Updated: Aug 28, 2021

On 24th January 2021 a Suo Moto cognizance was taken by the CCI, passing the order. The order directed an investigation against WhatsApp LLC. & Facebook Inc. upon the allegation of abuse of its power of dominance in the market given in the competition Act 2002 (hereon, ‘The Act’). The said infringement is alleged to be done in its new update of 2021. This action of CCI is fairly another advancement on the past demonstrations of the regulatory body as was seen in the case of Vinod Kumar Gupta vs WhatsApp Inc. In this case CCI refused to intervene by stating the matter of privacy was outside of the regulatory body’s jurisdiction as it falls under the purview of the legislation of information technology. This perspective of CCI changed soon after the market study of telecom sector. The study came on 22nd January 2021 after which the CCI expressed stated Privacy will also be included in competition law under non- price competition. Before long this affirmation a Suo Moto action was taken against the WhatsApp giant. The shift from the perspective on Vinod Kumar case to this Suo Moto action was given in the following manner: the unreasonable data accumulation and flow of the equivalent can prompt the abuse of dominance and will result in an undue advantage in the market. The target of this exposition is to critically analyze the jurisdiction and approach of CCI while determining the matter of WhatsApp in the alleged violation of privacy and competition laws.


As likewise expressed in the case of Harshita Chawla vs WhatsApp Inc. the CCI acknowledged WhatsApp to be a dominant Player in the relevant market. CCI in the present matter saw that users are being put against the wall because of the absence of the policy to opt out from accepting the terms and conditions, this was forcing the users to accept the new policy without giving them a reasonable choice this was unlike the 2016 update which had this opt out option this absence clearly shows the infringement of Article 4(2)(a)(i) of the Act. The Article deals with imposition of unfair conditions and terms.

On account of Vinod Kumar against the WhatsApp update of 2016 the CCI, the decision of CCI was largely considered on the fact that the users had the option to opt out from sharing the information with Facebook. In Harish Chawla’s case the inquiry was whether the inclusion of WhatsApp Pay, a digital payment option, is abuse of dominance power in the market the CCI noticed regardless of whether there is a required enrollment in the assistance the utilization of the help is completely up to the user, and the case was considered in favor of WhatsApp. CCI stated unless and until WhatsApp remove the caution of the Users either implicitly or explicitly is will not be constituted as contravention of Article 4(2)(a)(i) of the Act.

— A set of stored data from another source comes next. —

PR #1593, opened 2021-04-08
XWIKI-18510: A right object with like level will not be displayed in page administration

arcilli:
As it is exposed in https://jira.xwiki.org/browse/XWIKI-18510, there is an inconsistency of naming the Like right with the rest of the rights from the platform (those are with lowercase).

The changing of the name with lowercase will not impact the checking of access (since for those cases we're working with the object itself).

Note that the current PR is only a draft, it was not extensively tested, even if the unit testing are passing.


surli:
The fix looks good but I don't think it's enough: we probably need a migration to ensure all the `Like` rights record are converted to `like`.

The Apex Court of India in the case of Central Inland Water Transport Corporation Ltd. & Anr. vs Brojo Nath Ganguly & Anr [1986 AIR 1571], focused on the significance of ‘reasonableness’ terms and conditions of a contract the court also observed that if the users are put in a position where there is no other alternative other than to assent to the contract the court of law will strike down such contract. This later became the test of ‘user choice’ on which CCI gave its decisions on the question of abuse of dominant power.


India in the Present time lacks an independent or special data protection law and a regulator of the same. The Personal Data Protection Bill 2019 (PDP bill), this bill incorporates numerous crucial aspects of users consent but is yet to be enacted by government of India, this has permitted WhatsApp to come out with a different privacy policy for the users of Europe including the op out option due to their strict guidelines and rules.

Through the investigation it tends to be unmistakably perceived how the CCI got into the minute details of whether the privacy policy and services and terms were legitimate and reasonable or not. After the investigation of structure, the wordings and the overall effect of the policy and the expectations of the users it was seen that the policy was vague, constrictive and open ended, the issue analyzed by the CCI despite the fact that appropriately depended upon was unnecessary and improper. The issue of data collection is an issue for data protection first and after that only it can be decided whether it is an infringement of competition law or not. If the policy is fair and valid according the data norms it cannot be violative of the competition law.


The regulatory body CCI has made it clear it will not let any claim relating to the infringement of privacy policy to get a pass, but one thing that needs to be perceived is that there is a distinction however minute it may be between determining the legal validity of a privacy policy and putting adverse impact on the competition laws.

Due to the shortfall of PDP bill the CCI has shown a clear case of jurisdictional overreach which could have been easily avoided if there was a data protection law in place. CCI for this situation had step into the jurisdiction of data protection laws as evident from the preliminary objection of WhatsApp on CCI’s intervention. The court to keep up with the harmony between the regulators stated CCI will do a follow up only after the primary jurisdiction has done its work.

In the policies where a circumstance is created that if not assenting to a specific policy means end of service by any service provider it should be considered as involuntary or improper consent and should be deemed as invalid consent. The test of user choice is an appropriate and feasible way of determining the abuse of dominant players in the service market.